3. This visualization illustrates the difference between object detection and 3D object localization.

By creating this association between landmarks, more complex inference can be done. This includes performing a visual search to detect pedestrians walking across the street or reading the movements of someone’s hands to interpret American Sign Language (Fig. 4).

4. Shown here is hand landmark with X, Y, and Z coordinates.

Semantic Depth

Spatial AI also can be applied in a broader sense. Instead of picking out specific landmarks, it could be used to identify areas of coverage. This is a process known as “segmentation,” and takes two main forms: semantic segmentation and instance segmentation.

In both cases, segmentation happens by first training the system to recognize objects in a specified group and objects outside of that group. Objects in the specified group are identified by shading/coloring each of their pixels, while objects outside the group are shaded/colored differently to classify them as excluded (Fig. 5).

5. The Spatial AI model shown has identified an area of coverage, also known as segmentation.
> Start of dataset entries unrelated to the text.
PR #427, opened 2024-11-21
OUT-1053 | Display drawer floats away from Display button when window is resized

arpandhakal:
### Changes

- [x] fixed Display drawer floating away on resize complete. 

### Testing Criteria

- [LOOM](https://www.loom.com/share/3204354cc27f468ba32a487528e593ab)

### Notes

- There is still some inconsistency in position of the display drawer. This is likely due to 2 display drawer being rendered in filter bar. Also, the display drawer fits into the desired position after resizing is complete. ref : https://mui.com/material-ui/react-menu/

The difference between semantic segmentation and instance segmentation is that, for semantic segmentation, all objects of the included group are considered the same. For example, a pile of apples on a table would all be assigned the same color and seen collectively as “apples.” If we instead wanted an instance segmentation of our apples, each one would be assigned a unique color to be able to differentiate between “apple 1” and “apple 2.” Instance segmentation is essentially a combination of object detection and semantic segmentation.
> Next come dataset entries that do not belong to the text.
PR #431, opened 2024-11-25
OUT-1057 | Remove leading zero from dates with single digits

rrojan:
### Changes

- [x] Remove leading zero by changing format string from `DD` to `D`


arpandhakal (approved):
LGTM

One of the primary use cases for segmentation comes in the form of navigation and obstacle avoidance. For AI to successfully take a vehicle from point A to point B, for example, it must be able to identify every object around it as well as understand which of those objects are safe and which must be avoided.
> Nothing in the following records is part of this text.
PR #435, opened 2024-11-25
OUT-1046, OUT-1085 | When tasks board goes from empty state to one with tasks, display drawer closes unexpectedly

arpandhakal:
### Changes

- [x] removed  ```showArchived``` dependency from  ```hasNoFilter``` and introduced ```globalTasksRepo``` check on it. 
- [x] api calls optimization on taskDataFetcher. 

### Testing Criteria

- [LOOM](https://www.loom.com/share/34d5da049caf44e0af9660ae5a431925)

### DIFF
--- a/src/app/_fetchers/TaskDataFetcher.tsx
+++ b/src/app/_fetchers/TaskDataFetcher.tsx
@@ -2,13 +2,12 @@ import { selectTaskBoard, setIsTasksLoading, setTasks } from '@/redux/features/t
 import store from '@/redux/store'
 import { ArchivedOptionsType } from '@/types/dto/viewSettings.dto'
 import { fetcher } from '@/utils/fetcher'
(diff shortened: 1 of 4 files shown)


rrojan (changes requested):
The experience feels very laggy. The toggle is slow to trigger and feels a unresponsive. We should be triggering to toggle before waiting for POST request to `/api/view-settings`, if this is what is causing the lag.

Taking the case of an automatic car, it first must be able to see both the road and lane lines so that it doesn’t create a hazard for other drivers. These would be semantically segmented as permitted areas. Secondly, it must be able to see other vehicles and any other obstacles that could result in a collision or damage. It may be beneficial in these cases to perform instance segmentation to better track independent positions and velocities, while still universally recognizing these objects as hazards.

Next Steps

While the development of Spatial AI and its various functionalities can be complicated, the takeaway is simple. Before anything else, robots need to be able to identify an object and understand where it is in space. From there, they can take on more nuanced tasks by adding layers of meaning or associations between those objects.

As we speak, Spatial AI—along with OAK cameras and the DepthAI API—is being utilized all over the world. Agricultural businesses are using it in tandem with unmanned drones to identify weeds and reduce the use of pesticides; industrial and construction businesses are applying it to improve employee safety by ensuring protective gear is worn and vehicles are operated responsibly; and doctors are using it to monitor newborns to ensure essential vital functions like breath and heart rate are at appropriate levels.

Spatial AI is the key to those applications and so much more. It helps provide the eyes and the brain for robots, and allows them to do jobs that people don’t want to do, or help people to do their jobs better and more safely. As robots increasingly integrate into our everyday lives, they will do so in large part thanks to the Spatial AI at their core.